Menurut Tri, kondisi ini terjadi akibat faktor budaya dan pemahaman agama yang keliru. Oleh karena itu, ‘Aisyiyah melakukan berbagai upaya edukasi kepada masyarakat untuk menghentikan praktik ini, salah satunya dengan menyebarkan pandangan Islam yang tidak menganjurkan sunat perempuan kepada tokoh agama dan masyarakat.

Tri menegaskan bahwa tokoh agama dan tokoh masyarakat memiliki peran penting dalam upaya ini. “Mereka sangat didengar pendapatnya di masyarakat,” katanya, dikutip dari Aisyiyah.or.id.

Baca Juga:  Aisyiyah Angkat Isu Kedaulatan Pangan hingga Perlindungan Anak dalam Tanwir I

Selain itu, ‘Aisyiyah juga bekerja sama dengan Kementerian Kesehatan dalam melakukan sosialisasi kepada kader-kader di berbagai provinsi. Harapannya, kerja sama ini dapat memperkuat peran kader dalam mengedukasi masyarakat.

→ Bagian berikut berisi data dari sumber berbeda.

PR #462, opened 2018-04-03
Fix for SqlExtension Incompatible with TLS 1.2 #5543

DRISHTI271110:
# WiX v3.x pull requests

For the issue: https://github.com/wixtoolset/issues/issues/5543

SqlExtension Incompatible with TLS 1.2 #5543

Fatwa Muhammadiyah tentang Sunat Perempuan

Siti Aisyah, Ketua PP ‘Aisyiyah yang membidangi Majelis Tabligh dan Ketarjihan, menjelaskan bahwa Muhammadiyah telah mengeluarkan Fatwa Tarjih mengenai khitan perempuan yang dimuat dalam buku Tanya Jawab Agama Jilid 2.

“Hadis tentang khitan perempuan lemah, tidak ada dalil kuat yang mewajibkannya. Maka, hal ini dikembalikan kepada dampak positif dan negatifnya,” terang Siti Aisyah.

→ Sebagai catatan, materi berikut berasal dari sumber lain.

PR #276, opened 2019-07-29
Sgp4lib update/7 dec 15 vallado version

interplanetarychris:
Bring current with python-sgp4 [pull request 35.](https://github.com/brandon-rhodes/python-sgp4/pull/35)

Documentation update to reflect change from model.no to model.no_kozai, 
as well as expose all other model variables available from the TLE.

### DIFF
--- a/skyfield/iokit.py
+++ b/skyfield/iokit.py
@@ -458,11 +458,11 @@ def parse_tle(fileobj):
             b2.startswith(b'2 ') and len(b2) >= 69):
 
             b0 = b0.rstrip(b'\n\r')
-            if len(b0) == 24:   # Celestrak
-                name = b0.decode('ascii').rstrip()
-                names = [name]
-            elif b0.startswith(b'0 '): # Spacetrack 3-line format
+            if b0.startswith(b'0 '): # Spacetrack 3-line format
                 name = b0[2:].decode('ascii').rstrip()
+                names = [name]
+            elif ((not b0.startswith(b'1 ')) and (not b0.startswith(b'2 '))): # Celestrak and others
+                name = b0.decode('ascii').rstrip()
                 names = [name]
             else:
                 name = None
--- a/skyfield/sgp4lib.py
+++ b/skyfield/sgp4lib.py
@@ -48,6 +48,8 @@ class EarthSatellite(VectorFunction):
     ``epoch``
         A Skyfield :class:`~skyfield.timelib.Time` giving the exact
         epoch moment for these satellite orbit parameters.
+    ``name``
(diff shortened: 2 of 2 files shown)


skyfield/iokit.py
```diff
@@ -458,12 +458,12 @@ def parse_tle(fileobj):
...
 
             b0 = b0.rstrip(b'\n\r')
-            if len(b0) == 24:   # Celestrak
-                name = b0.decode('ascii').rstrip()
-                names = [name]
-            elif b0.startswith(b'0 '): # Spacetrack 3-line format
+            if b0.startswith(b'0 '): # Spacetrack 3-line format
                 name = b0[2:].decode('ascii').rstrip()
                 names = [name]
+            elif ((not b0.startswith(b'1 ')) and (not b0.startswith(b'2 '))): # Celestrak and others
```
brandon-rhodes: Could you combine these into a single `startswith()` to which you provide both strings?

skyfield/iokit.py
```diff
@@ -458,12 +458,12 @@ def parse_tle(fileobj):
             b2.startswith(b'2 ') and len(b2) >= 69):
 
             b0 = b0.rstrip(b'\n\r')
-            if len(b0) == 24:   # Celestrak
-                name = b0.decode('ascii').rstrip()
-                names = [name]
-            elif b0.startswith(b'0 '): # Spacetrack 3-line format
+            if b0.startswith(b'0 '): # Spacetrack 3-line format
                 name = b0[2:].decode('ascii').rstrip()
                 names = [name]
```
brandon-rhodes: Just for completeness, probably check whether the `name` has a nonzero number of characters first?

skyfield/iokit.py
```diff
@@ -458,12 +458,12 @@ def parse_tle(fileobj):
...
+            elif ((not b0.startswith(b'1 ')) and (not b0.startswith(b'2 '))): # Celestrak and others
+                name = b0.decode('ascii').rstrip()
+                names = [name]
```
brandon-rhodes: The `name` could be the empty string here, if a blank line (or whitespace) preceded the two TLE lines, so please add a check for whether `name` is nonempty. Thanks!

brandon-rhodes:
Happily, the changes to TLE parsing wound up happening in a big simplification when I rewrote and replaced that routine, so thanks for the idea, I ultimately decided it was a good one. That left only the attribute description updates, which I've just merged. Thanks! I'm not sure why it took me a few weeks to get back to this PR and notice it was nearly complete; I guess I spend too much time over in the Issues. :)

Karena dampak negatifnya lebih besar, Muhammadiyah tidak menganjurkan khitan perempuan. Keputusan ini didasarkan pada pertimbangan aspek kesehatan, sosial budaya, dan dalil bayani.

“Dalil tentang pelaksanaan khitan perempuan tidak begitu jelas, sedangkan mudaratnya sangat nyata. Oleh karena itu, fatwa Muhammadiyah menegaskan bahwa sunat perempuan tidak dianjurkan atau ghairu masyru’,” tambahnya.

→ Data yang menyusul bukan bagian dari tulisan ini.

Issue #115, opened 2016-10-20
Limited satellite information compared to pyephem


dmopalmer:
In pyephem, you can ask when a satellite will rise, set, and transit.  Also whether it never sets or rises.

Are those functions unavailable in the current version of skyfield?  Not-yet-implemented or never-will-be?

eheinrich:
Same question for finding out if a satellite is eclipsed.

brandon-rhodes:
@dmopalmer Great question! They are merely not-yet-implemented. I definitely want to see Skyfield grow to do everything PyEphem did and more. For things like rising and setting, I am not yet sure whether it will be best to implement our own API or instead have instructions in the documentation showing people how to use the existing solvers in SciPy and elsewhere in the ecosystem to find conditions like rising and setting. One hope I have had as I have been writing Skyfield is that its tight integration with NumPy will make lots of tasks that had to be implemented by hand in PyEphem will in the modern science ecosystem become trivial — "grab the right solver off the shelf and let it run!"

Let's keep this issue open until we have satellite rising and setting solutions that we all agree are at least as good as PyEphem's!

Here's the Jupyter Notebook that I created back in 2014 when I last had the time to sit down and start investigating what satellite risings and settings look like:

https://github.com/skyfielders/astronomy-notebooks/blob/master/Solvers/Earth-Satellite-Passes.ipynb

If that work can be expanded, then we could put together a good story for finding passes!

dmopalmer:
I am working on this now, making it an almanac function:
```
def find_satellite_events(start_time: Time, end_time: Time,
                          satellite: EarthSatellite, topos: Topos,
                          horizon: float = 0):
...

SATELLITE_EVENTS = [
    'rise',  # rises above user-defined horizon
    'culminate',  # reaches highest point during pass.  (Not the same as meridian crossing)
    'set',  # sets below user-defined horizon
]
```
Questions

1. What python versions are we maintaining compatability for?
2. scipy is not in the current requirements.  I need an optimizer to search for maxima and roots.  Is it OK to add scipy to the requirements?
3. What is the standard for argument type annotations?  Just don't have them?
4. Helper function:
```
def linspace_time(start_time, stop_time, *, num=50, step=None, endpoint=True)
```
does this already exist for skyfield.api.Times ?  It seems generally useful.  Should it go in some utility file instead of being hidden under almanac?

brandon-rhodes:
[...]

PR #281, opened 2019-08-18
Earth satellites

Imperator26:
This PR implements a method that allows to get the rise time, the set time, the apex time and the altitude at the apex for any man-made satellite orbiting the Earth. I took most of the code from an article on https://rhodesmill.org I believe, but I can't seem to find it. I adapted the code months ago but decided to propose it only now. Please link to it if you're able to.

This function requires the optimize() method from the SciPy lib.

I made this PR so that we can further discuss this implementation. Perhaps it could be generalized to any planet and therefore to any satellite, man-made or not.


brandon-rhodes:
Interesting! I'll have to find time soon to try this routine out.

Skyfield's traditional claim is that it has no binary dependencies besides NumPy, and given that SciPy is a very large dependency — about twice the size of NumPy — I'm inclined to avoid adding it has a hard dependency of Skyfield; my impression is that some folks on small machines (think of small boards running Python, for example) already have trouble just getting NumPy and an ephemeris downloaded.

But we should come up with a good story where things would fit that require more dependencies than Skyfield itself. I do have some code that requires Pandas in Skyfield, that when run asks for Pandas to be installed.

For something like finding a maximum, I'm surprised that it requires SciPy; I already have the scaffolding of a maxima-finder in Skyfield, I wonder if we could get that routine working instead?

Imperator26:
Yeah I was aware of the issues regarding adding SciPy to the dependencies, as a metter of fact this was the main reason why I decided to not make a PR when I adapted the code in the first place.

I might have some time to take a look at the maxima-finder already in the lib. I'll post any update here and fix the code if I'm successful.

Imperator26:
I have started editing the code to support the `find_discrete()` method over SciPy's optimize. At this point `get_satellite_passes()` returns only the rise time and the set time. I'll improve it in the near future. Compared to the method with SciPy this one is much faster.

Imperator26:
The code is pretty much done. Although I don't think that `almanac.py` is the right file where `get_satellite_passes()` should be put in.

skyfield/almanac.py
```diff
@@ -135,6 +144,134 @@ def _find_maxima(start_time, end_time, f, epsilon=EPSILON, num=12):
...
+            ephemeris,
+            topos,
+            satellite,
+            t
+        )
+        for t in apices_time
+    ]
+
+    return list(
+        zip(
```
brandon-rhodes: Wow — does this work even if, say, the start time falls inside the time that the satellite is visible? I guess I should try it out with some sample values after the PR lands.

skyfield/timelib.py
```diff
@@ -461,6 +479,17 @@ def utc_datetime_and_leap_second(self):
             dt = datetime(year, month, day, hour, minute, second, milli, utc)
         return dt, leap_second
 
+    def timestamp(self):
```
brandon-rhodes: As Python 2 doesn’t support this concept, I think I prefer that we not add it to Skyfield. But I should back up and ask: what are the advantages of datetime timestamp values? What use case would be helped by bringing them into Skyfield? I've not yet seen any astronomy code that uses them.

skyfield/almanac.py
```diff
@@ -230,9 +370,85 @@ def moon_phase_at(t):
...
+
 def _distance_to(center, target):
     def distance_at(t):
         t._nutation_angles = iau2000b(t.tt)
         distance = center.at(t).observe(target).distance().au
         return distance
     return distance_at
+
+
+def satellite_visible(ephemeris, topos, satellite, alt_deg_thresh=0):
```
brandon-rhodes: These are a useful collection of routines! I wonder if they go beyond what an "almanac" is, though. Might they belong in a module of their own? For example, we could put them in the sgp4 module as one possible place for them to live?

brandon-rhodes: (And we don't need to answer that immediately — I can always shuffle things around before the next release, after accepting this PR — but I thought I'd ask to hear your ideas on the question!)

Imperator26:
No worries. I'll try to address your comments as soon as possible

skyfield/almanac.py
```diff
@@ -39,6 +46,7 @@ def fraction_illuminated(ephemeris, body, t):
     a = phase_angle(ephemeris, body, t).radians
     return 0.5 * (1.0 + cos(a))
 
+
```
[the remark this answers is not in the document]
Imperator26: I'm fine with a single blank line, but in general I try to follow PEP8 conventions

skyfield/almanac.py
Imperator26: Yeah I thought about that too. I didn't really know where to put the code so I decided for the closest one in terms of tasks

skyfield/timelib.py
Imperator26: I just noticed that find_discrete() should work fine with Time objects. If that's the case then the entire code could be slimmed down quite a bit

skyfield/almanac.py
Imperator26: I think it should

skyfield/almanac.py
```diff
@@ -135,6 +144,134 @@ def _find_maxima(start_time, end_time, f, epsilon=EPSILON, num=12):
...
+    Returns a list of tuples each of which is of dimension 1x7 and contains,
+    respectively, the rising Time, the apex Time, the setting Time, the rising
+    azimut, the azimut at the apex, the setting azimut in degrees and the
+    altitude at the apex. The rising Time and the setting Time are based on the
+    set alt_deg_threshold.
+    """
+
+    # Get timestamps
+    if isinstance(from_t, Time):
```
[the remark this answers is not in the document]
Imperator26: Makes sense

skyfield/almanac.py
Imperator26: It should be checked out anyway though. If the arrays don't match the extra elements get dropped and rise times get paired with previous rise_times

For example:
if rise_time = [rt2, rt3, ..., rtn]
and set_time = [st1, st2, ..., stn]

rt1 has passed so when zipping rt2 is paired with st1, rt3 with st2 and so on.

Perhaps the arrays should still be zipped in the end but the return could look like
```
return list(
    zip(
      rise_time,
      azimuts_at_rise_time
    )
  ),
  list(
    zip(
      apices_time,
      azimuts_at_apex_time,
      altitudes
    )
  ),
  list(
    zip(
      set_time,
      azimuts_at_set_time
    )
  )
```

skyfield/almanac.py
```diff
@@ -135,6 +144,134 @@ def _find_maxima(start_time, end_time, f, epsilon=EPSILON, num=12):
...
+        satellite_azimut_at(
+            ephemeris,
+            topos,
+            satellite,
+            t
+        )
+        for t in set_time
+    ]
+
+    rise_set_times = list(zip(rise_time, set_time))
```
Imperator26: > It should be checked out. If the arrays don't match the extra elements get dropped and rise times get paired with previous rise_times
> 
> For example:
> if rise_time = [rt2, rt3, ..., rtn]
> and set_time = [st1, st2, ..., stn]
> 
> If the satellite has already risen then it means that rt1 has passed so when zipping, rt2 is paired with st1, rt3 with st2 and so on.
> 
> Perhaps the arrays should still be zipped in the end but the return could look like
> 
> ```python
> return list(
>     zip(
>       rise_time,
>       azimuts_at_rise_time
>     )
>   ),
>   list(
>     zip(
>       apices_time,
>       azimuts_at_apex_time,
>       altitudes
>     )
>   ),
>   list(
>     zip(
>       set_time,
>       azimuts_at_set_time
>     )
>   )
> ```

Same thing here

skyfield/timelib.py
Imperator26: A lot of time has passed. I thought I added the timestamp methods to satisfy the parameters of find_discrete(), but I was wrong. I believe I added them for simplicity or because the project I was working on at the time was using timestamps and datetime but I don't remember exactly

brandon-rhodes: In that case, let’s definitely go for slimming the code down and making it simpler, and later if folks want to call this routine with timestamps, we can add documentation showing them how to do the conversion themselves. Thanks!

Imperator26:
> Thanks for the work you put into this PR! I am interested in adding this code to Skyfield. Could you add a basic test that shows it working for a given satellite? Also, I have made a few comments in the code; feel free to answer when you see that I have misunderstood something or am asking the wrong question.
> 
> My answer was delayed because of recent travel, but I will hopefully be more responsive through the rest of the year. It must have been frustrating to wait this long for a review.

Where should I be putting the example?

satellite_passes.py
```diff
@@ -0,0 +1,31 @@
...
+
+# Load timescale
+ts = load.timescale()
+
+# Load planets, get Earth and set the ground station
+ephemeris = load("de421.bsp")
+ground_station = Topos('44 N', '11 E', elevation_m=70)
+
+# Load satellites
+satellites = load.tle("http://celestrak.com/NORAD/elements/weather.txt")
```
ckuethe: What if I don't have internet, or what if NOAA18 suddenly gets hit by an asteroid? I love to write code when I'm on an airplane where there are fewer interruptions? There is already a hard coded TLE for the ISS in https://github.com/skyfielders/python-skyfield/blob/master/skyfield/tests/test_earth_satellites.py#L9 - maybe reuse that?

ckuethe:
Sorry about my derpy comment on your example usage, I meant to put that here.

Anyway, I think https://github.com/skyfielders/python-skyfield/blob/master/skyfield/tests/test_earth_satellites.py would be a good place. There is already a TLE for the ISS there, along with some similar time-based calculations (checking the ISS against where Horizons said it was at that point in time).

Imperator26:
> Sorry about my derpy comment on your example usage, I meant to put that here.
> 
> Anyway, I think https://github.com/skyfielders/python-skyfield/blob/master/skyfield/tests/test_earth_satellites.py would be a good place. There is already a TLE for the ISS there, along with some similar time-based calculations (checking the ISS against where Horizons said it was at that point in time).

`satellite_passes.py` is more of an example than a test. I'm not checking the results of the script in any way.

dmopalmer:
I didn't see this and independently implemented it as pull request #321 on #115 .  (My version also uses scipy).

brandon-rhodes:
> Imperator26 requested a review from brandon-rhodes on Nov 13, 2019

Ack! I'm two months late! How did I not see this on my GitHub notifications? I hope I didn't open the link (merely clicking on it dismisses the notification), then accidentally close the tab. Maybe the laptop ran out of power and the tab didn't come back when I rebooted; that happens sometimes.

I'll read both pull requests again right now, and see where things stand.

brandon-rhodes:
So, due to my losing track of this Pull Request over the holidays,
it unfortunately lingered for 8 weeks without further feedback —
long enough for a rival pull request to appear.

(It’s interesting that after so many years without this feature,
two fully worked out solutions appeared within a few months of each other!)

Having read over both of them,
I’m in favor of keeping them both:
they both have good ideas that need to be part of Skyfield!

Here are several good features this PR, #281:

* Uses Skyfield’s vector-aware search routines
  that uses a single loop to find all _n_ events over a time period,
  instead of having to commence a separate search for each one.
* Uses vector math to handle results like “all rise times” and
  “all set times” as single objects.
* Following the example of all other Skyfield code,
  carefully names `alt_deg_thresh` so that the name explicitly states
  what unit it should be provided in.

While here are several good features of #321:

* Generates positions very efficiently
  by computing the instantaneous difference
  between the position of the Topos and the position of the satellite.
* Documentation is included.
* Two tests are included! And they are thoughtfully constructed
  to challenge the algorithm under hand-picked circumstances.
  I do worry a little about their runtime,
  but have not tried them yet to see;
  if they slow down testing then I might ask
  whether we could get roughly the same guarantees with fewer operations.

So here are the steps I plan to take.

1. Merge #321,
   because that will instantly install documentation and tests
   for satellite finding into Skyfield.
2. By hand,
   take the ideas here in #281 and use them
   to keep the satellite tests working
   while gradually removing the dependency on SciPy.

I will keep this pull request open until I am done with both steps.

Thanks again very much to both of you for providing the raw materials
which will finally let this long-desired feature appear in Skyfield!

Bernmeister:
Whilst you have the thing up on the blocks, satellite passes are great, but visible passes are even better!  

I've used the code inspired by https://space.stackexchange.com/questions/4339/calculating-which-satellite-passes-are-visible to do this in PyEphem...not sure if it helps eventually with Skyfield.

dmopalmer:
I agree.  I had planned to add this eventually to my pull, but decided to do only the first part initially.  The values are commented out in the SATELLITE_EVENTS list (almanac.py:341)

The steps to determine when a satellite is illuminated are:
1. Write a function that determine the ratio of a) The Earth-Sat-Sun angle to b) The Earth's apparent angular radius as seen from the satellite.  When this function is less than unity, the satellite is eclipsed; greater than unity means illuminated.
2. Find the times where a)/b) crosses unity.  This requires finding the sequence of minima and maxima, and then finding the transitions where a minimum-maximum (or vice-versa) sequence crosses unity, and search in those intervals for the crossing point.

You don't want to do 2. just by searching for discrete transitions without the extrema step because you are likely to miss them.

Once you have that search routine you can apply it to the time intervals when the satellite is above the local horizon during observer's local night (by what twilight definition?).

If the a)/b) ratio is near unity, then the satellite may be in penumbra, or it may be illuminated by refracted light (sunset glow) and still visible, but that is a more detailed specification.

Imperator26:
> Whilst you have the thing up on the blocks, satellite passes are great, but visible passes are even better!
> 
> I've used the code inspired by https://space.stackexchange.com/questions/4339/calculating-which-satellite-passes-are-visible to do this in PyEphem...not sure if it helps eventually with Skyfield.

Well, they kinda serve to different purposes so they should be both implemented

brandon-rhodes:
Thanks for the note, yes, I agree that visibility is an important additional calculation! If you have a moment, open an Issue to track it.

I suspect we'll want visibility to be a separate computation, that takes the output of the plain "passes" routine as input, and filters those passes down to the periods during which the satellite is illuminated.

dmopalmer:
More thoughts on _find_maxima and how it can be used in this:

1. For #321, the code can be hugely simplified by using your `_find_maxima`.  However it needs a `max_first_step` parameter to initially search on a sub-orbit timescale and avoid jumping over the maxima.
2. Using `np.positive` instead of `np.sign` solves the problem of equal values at gridpoints.  (Change the 2 to 1 in the test)
3. Looking for a minimum becomes a matter of flipping the sign in that search.  Looking for extrema becomes a matter of looking for non-zero.  So you can easily extend the function to find minima, maxima, or both.

If I had realized that the function returned multiple maxima, I would have made these changes and used it myself in the #321 pull.

You could gain a bit of efficiency by expending more effort on the gridpoint spacing on each step: having closer spacing where you expect the maximum to be based on e.g. a parabolic interpolation.  But I doubt that is worth it.

Imperator26:
> So, due to my losing track of this Pull Request over the holidays,
> it unfortunately lingered for 8 weeks without further feedback —
> long enough for a rival pull request to appear.
> 
> (It’s interesting that after so many years without this feature,
> two fully worked out solutions appeared within a few months of each other!)
> 
> Having read over both of them,
> I’m in favor of keeping them both:
> they both have good ideas that need to be part of Skyfield!
> 
> Here are several good features this PR, #281:
> 
> * Uses Skyfield’s vector-aware search routines
>   that uses a single loop to find all _n_ events over a time period,
>   instead of having to commence a separate search for each one.
> * Uses vector math to handle results like “all rise times” and
>   “all set times” as single objects.
> * Following the example of all other Skyfield code,
>   carefully names `alt_deg_thresh` so that the name explicitly states
>   what unit it should be provided in.
> 
> While here are several good features of #321:
> 
> * Generates positions very efficiently
>   by computing the instantaneous difference
>   between the position of the Topos and the position of the satellite.
> * Documentation is included.
> * Two tests are included! And they are thoughtfully constructed
>   to challenge the algorithm under hand-picked circumstances.
>   I do worry a little about their runtime,
>   but have not tried them yet to see;
>   if they slow down testing then I might ask
>   whether we could get roughly the same guarantees with fewer operations.
> 
> So here are the steps I plan to take.
> 
> 1. Merge #321,
>    because that will instantly install documentation and tests
>    for satellite finding into Skyfield.
> 2. By hand,
>    take the ideas here in #281 and use them
>    to keep the satellite tests working
>    while gradually removing the dependency on SciPy.
> 
> I will keep this pull request open until I am done with both steps.
> 
> Thanks again very much to both of you for providing the raw materials
> which will finally let this long-desired feature appear in Skyfield!

I'll start working on this more seriously next week

brandon-rhodes:
> I'll start working on this more seriously next week

Happily, there's no need! I'm most of the way done with getting the core of your approach installed into the satellite routines from the other Pull Request. If you'll hang on another day or two, I plan to finish with my work, and then you can take a look on master and see if you like the result or want to suggest further changes.

Imperator26:
> > I'll start working on this more seriously next week
> 
> Happily, there's no need! I'm most of the way done with getting the core of your approach installed into the satellite routines from the other Pull Request. If you'll hang on another day or two, I plan to finish with my work, and then you can take a look on master and see if you like the result or want to suggest further changes.

Alright

brandon-rhodes:
Okay! There might be a couple of more edge cases hiding, and there are a few more approaches I want to experiment with, but I have a routine working that I will be happy to go ahead and release first — could anyone try it out and let me know how it behaves? I think these two steps will work:

    pip install https://github.com/brandon-rhodes/python-jplephem/archive/master.zip
    pip install https://github.com/skyfielders/python-skyfield/archive/master.zip

You should find that satellites now have a `.find_passes(topos, t0, t1)` method that returns an array of times and an array of 0=rise 1=culminate 2=set event labels.

I was happy to see that it caught a culmination that previous algorithms had not. I don't think there's a guarantee it will catch all such events, but here's satellite Ariane 5B (44802) on January 5th viewed from '42.3581 N', '71.0636 W':

image

I thought for a moment it was a bug when I saw Skyfield say:

```
 A.D. 2020-Jan-05 10:40:12.4511 UT 0
 A.D. 2020-Jan-05 13:03:31.1903 UT 1
 A.D. 2020-Jan-05 19:28:31.8061 UT 1
 A.D. 2020-Jan-05 19:44:53.5133 UT 2
```

But, happily, it's just a behavior of the satellite.

Anyway, if anyone could try it out, I could consider a release of the feature. If I can convince myself not to stop and do a huge rewrite so that it would keep, rather than throwing out, all the other data it knows about where the satellite was at each point. But if I dive immediately into that, I'm not sure how long it might take!

dmopalmer:
It is probably not worth it to store all the satellite information at each timestep you calculate during the search for pass events..  

The user might request altitude/azimuth/etc. at the times of rise/culminate/set so that those will have to be recalculated, but those three points compared to the large number of points you have to process to do the entire search.  Instead the user might do a plot of position every 10 seconds, and those 10 second points are unlikely to be identical to the points generated in the search.

dmopalmer:
It would be better (less unexpected, less arbitrary) if `minimum_altitude_degrees` defaulted to 0 rather than 20.0 degrees.

The documentation for `find_passes()` should point out that multiple-culminations between rise and set are possible.  (Simplest example is a non-circular 24-hour orbit where the satellites moves relative to a geostationary point, but never rises or sets.)

The docstring for `find_passes()` says that it returns a times,altitudes tuple instead of times and event labels.

Finding the times when it is sunlit/eclipsed should probably be a new issue rather than delaying this release.

Otherwise I have successfully installed and executed the code.

brandon-rhodes:
> I have successfully installed and executed the code.

Wonderful! I'm happy that the code was able to run successfully on a machine other than my own. Did you get a sense for its execution speed on your machine versus the earlier version?

> It would be better (less unexpected, less arbitrary) if `minimum_altitude_degrees` defaulted to 0 rather than 20.0 degrees.

Oh, I had copied the value from the tests without thinking about it! Thanks.

> The documentation for `find_passes()` …

Oh, yes, it's still the documentation is for another function that it no longer resembles, alas. I'll rewrite it.

> should point out that multiple-culminations between rise and set are possible.

Done!

> Finding the times when it is sunlit/eclipsed should probably be a new issue rather than delaying this release.

Agreed! It can be added as a filter for satellite passes. I suppose radio folks will want this plain output without the expense of computing whether the satellite is in sunlight.

brandon-rhodes:
Now that I'll pulled together what looks like a working implementation, I'm going to close this PR, and plan on a release hopefully by the end of the weekend. Thanks for the code you contributed here, @Imperator26, and I hope you can see your original ideas from this pull request — in particular the `find_discrete()` call — in the new `find_events()` method.

redraw:
Just came to say thanks here for the work done to add this feature (I'd missed it from PyEphem!), and @brandon-rhodes to welcome and assemble those PR.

Membongkar Dalil Lemah tentang Sunat Perempuan

Siti Aisyah juga membahas beberapa dalil lemah yang sering digunakan untuk mendukung praktik sunat perempuan. Salah satunya adalah QAn-Nisa’ ayat 125 yang sering ditafsirkan sebagai perintah untuk mengikuti Milah Ibrahim, termasuk dalam hal khitan. Namun, para mufasir menegaskan bahwa Milah Ibrahim merujuk pada ajaran tauhid, bukan khitan.

Baca Juga:  Zulhas Serukan Kedaulatan Pangan di Sidang Tanwir Aisyiyah

Selain itu, terdapat hadis dari Ummu Athiyah yang menyebutkan bahwa Rasulullah Saw. berkata kepada seorang perempuan yang hendak berkhitan di Madinah:

“Janganlah berlebihan, karena lebih nikmat (ketika berhubungan seksual) dan lebih dicintai oleh suami.” (H.R. Abu Dawud dan Al-Baihaqi).

Menurut Aisyah, hadis ini lemah karena ada seorang perawi yang tidak diketahui asal-usulnya, yaitu Muhammad ibn Hasan.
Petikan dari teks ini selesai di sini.